• PROBLEM TO WORK ON: Say how many lines below contain the word "only". The number is the entire reply.

** Opening MATERIAL FOR THIS TASK block **

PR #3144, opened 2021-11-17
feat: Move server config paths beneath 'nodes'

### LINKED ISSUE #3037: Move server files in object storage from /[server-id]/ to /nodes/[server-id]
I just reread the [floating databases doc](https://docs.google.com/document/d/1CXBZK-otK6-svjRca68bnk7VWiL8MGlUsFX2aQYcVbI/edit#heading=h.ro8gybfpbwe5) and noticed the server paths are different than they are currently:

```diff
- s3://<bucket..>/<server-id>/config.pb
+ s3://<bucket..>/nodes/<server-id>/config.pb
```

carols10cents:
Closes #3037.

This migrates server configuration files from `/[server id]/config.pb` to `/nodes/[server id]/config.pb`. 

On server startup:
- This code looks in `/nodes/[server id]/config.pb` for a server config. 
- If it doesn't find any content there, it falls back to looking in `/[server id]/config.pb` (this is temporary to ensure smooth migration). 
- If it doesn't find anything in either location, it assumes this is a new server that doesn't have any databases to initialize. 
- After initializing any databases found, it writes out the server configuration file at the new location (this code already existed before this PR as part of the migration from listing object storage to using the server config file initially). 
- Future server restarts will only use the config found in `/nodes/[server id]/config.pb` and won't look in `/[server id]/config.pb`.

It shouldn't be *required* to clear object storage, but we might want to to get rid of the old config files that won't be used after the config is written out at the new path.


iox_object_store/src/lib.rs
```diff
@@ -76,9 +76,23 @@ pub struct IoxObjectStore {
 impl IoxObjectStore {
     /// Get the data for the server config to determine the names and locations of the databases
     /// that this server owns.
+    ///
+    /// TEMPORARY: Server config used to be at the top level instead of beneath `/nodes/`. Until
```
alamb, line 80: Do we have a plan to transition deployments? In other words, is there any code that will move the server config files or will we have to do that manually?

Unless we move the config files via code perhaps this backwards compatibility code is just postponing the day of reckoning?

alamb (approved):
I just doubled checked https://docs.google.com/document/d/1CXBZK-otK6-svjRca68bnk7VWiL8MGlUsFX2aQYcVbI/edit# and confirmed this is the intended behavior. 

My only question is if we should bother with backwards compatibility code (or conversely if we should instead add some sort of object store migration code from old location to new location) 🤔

** Closing MATERIAL FOR THIS TASK block **
** Opening MATERIAL FOR THIS TASK block **

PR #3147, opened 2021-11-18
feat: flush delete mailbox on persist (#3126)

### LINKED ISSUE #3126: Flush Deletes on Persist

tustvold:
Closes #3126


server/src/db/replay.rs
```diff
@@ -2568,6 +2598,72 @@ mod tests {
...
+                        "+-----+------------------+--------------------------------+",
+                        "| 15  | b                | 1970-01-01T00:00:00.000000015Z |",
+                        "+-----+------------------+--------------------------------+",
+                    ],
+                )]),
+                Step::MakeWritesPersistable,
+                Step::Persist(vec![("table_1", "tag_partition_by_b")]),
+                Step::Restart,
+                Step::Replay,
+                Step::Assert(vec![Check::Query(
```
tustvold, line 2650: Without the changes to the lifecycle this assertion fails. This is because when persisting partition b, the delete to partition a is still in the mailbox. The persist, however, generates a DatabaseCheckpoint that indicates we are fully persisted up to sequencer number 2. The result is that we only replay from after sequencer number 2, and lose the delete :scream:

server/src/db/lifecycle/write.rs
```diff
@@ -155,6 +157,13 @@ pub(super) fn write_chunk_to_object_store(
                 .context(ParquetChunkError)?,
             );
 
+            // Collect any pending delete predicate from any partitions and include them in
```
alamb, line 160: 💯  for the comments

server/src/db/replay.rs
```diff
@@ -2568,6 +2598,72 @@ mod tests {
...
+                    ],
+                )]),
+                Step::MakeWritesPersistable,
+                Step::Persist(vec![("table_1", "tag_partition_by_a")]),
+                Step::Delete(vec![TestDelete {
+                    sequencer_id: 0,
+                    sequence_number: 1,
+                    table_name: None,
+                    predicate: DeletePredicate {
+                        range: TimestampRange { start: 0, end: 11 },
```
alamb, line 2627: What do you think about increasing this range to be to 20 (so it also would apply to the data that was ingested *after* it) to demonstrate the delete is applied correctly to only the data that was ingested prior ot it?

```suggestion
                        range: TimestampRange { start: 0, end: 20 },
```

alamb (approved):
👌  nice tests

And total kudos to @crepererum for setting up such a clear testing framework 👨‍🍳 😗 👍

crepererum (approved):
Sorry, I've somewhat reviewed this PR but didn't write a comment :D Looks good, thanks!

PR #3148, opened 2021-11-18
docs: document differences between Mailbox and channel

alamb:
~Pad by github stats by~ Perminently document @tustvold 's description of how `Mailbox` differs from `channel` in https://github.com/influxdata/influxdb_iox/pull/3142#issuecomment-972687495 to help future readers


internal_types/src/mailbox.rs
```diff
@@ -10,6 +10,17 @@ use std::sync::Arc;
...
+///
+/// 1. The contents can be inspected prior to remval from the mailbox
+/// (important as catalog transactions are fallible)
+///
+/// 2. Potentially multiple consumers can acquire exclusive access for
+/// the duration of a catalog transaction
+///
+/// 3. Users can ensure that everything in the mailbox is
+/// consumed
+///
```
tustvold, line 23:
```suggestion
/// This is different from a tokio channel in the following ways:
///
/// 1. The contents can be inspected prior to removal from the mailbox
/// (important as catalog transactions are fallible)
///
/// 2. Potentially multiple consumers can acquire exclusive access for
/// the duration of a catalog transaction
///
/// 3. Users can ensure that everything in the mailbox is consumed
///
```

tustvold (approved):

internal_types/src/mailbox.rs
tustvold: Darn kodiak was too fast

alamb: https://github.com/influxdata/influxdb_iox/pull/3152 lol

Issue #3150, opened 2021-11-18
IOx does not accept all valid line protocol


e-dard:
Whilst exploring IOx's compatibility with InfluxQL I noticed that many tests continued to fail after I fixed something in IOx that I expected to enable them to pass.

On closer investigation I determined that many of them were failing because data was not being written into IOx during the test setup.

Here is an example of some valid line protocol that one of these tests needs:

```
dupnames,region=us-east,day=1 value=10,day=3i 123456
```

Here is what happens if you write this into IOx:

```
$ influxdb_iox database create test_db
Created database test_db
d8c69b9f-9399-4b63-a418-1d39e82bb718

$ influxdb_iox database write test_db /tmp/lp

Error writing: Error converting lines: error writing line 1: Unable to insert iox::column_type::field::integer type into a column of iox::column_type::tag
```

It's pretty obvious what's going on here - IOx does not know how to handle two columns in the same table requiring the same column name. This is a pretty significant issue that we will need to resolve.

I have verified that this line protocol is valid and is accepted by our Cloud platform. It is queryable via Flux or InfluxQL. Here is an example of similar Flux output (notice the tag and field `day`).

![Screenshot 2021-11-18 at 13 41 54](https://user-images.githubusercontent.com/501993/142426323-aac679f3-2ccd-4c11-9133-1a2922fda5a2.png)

** Closing MATERIAL FOR THIS TASK block **

• TASK SOLUTION: 4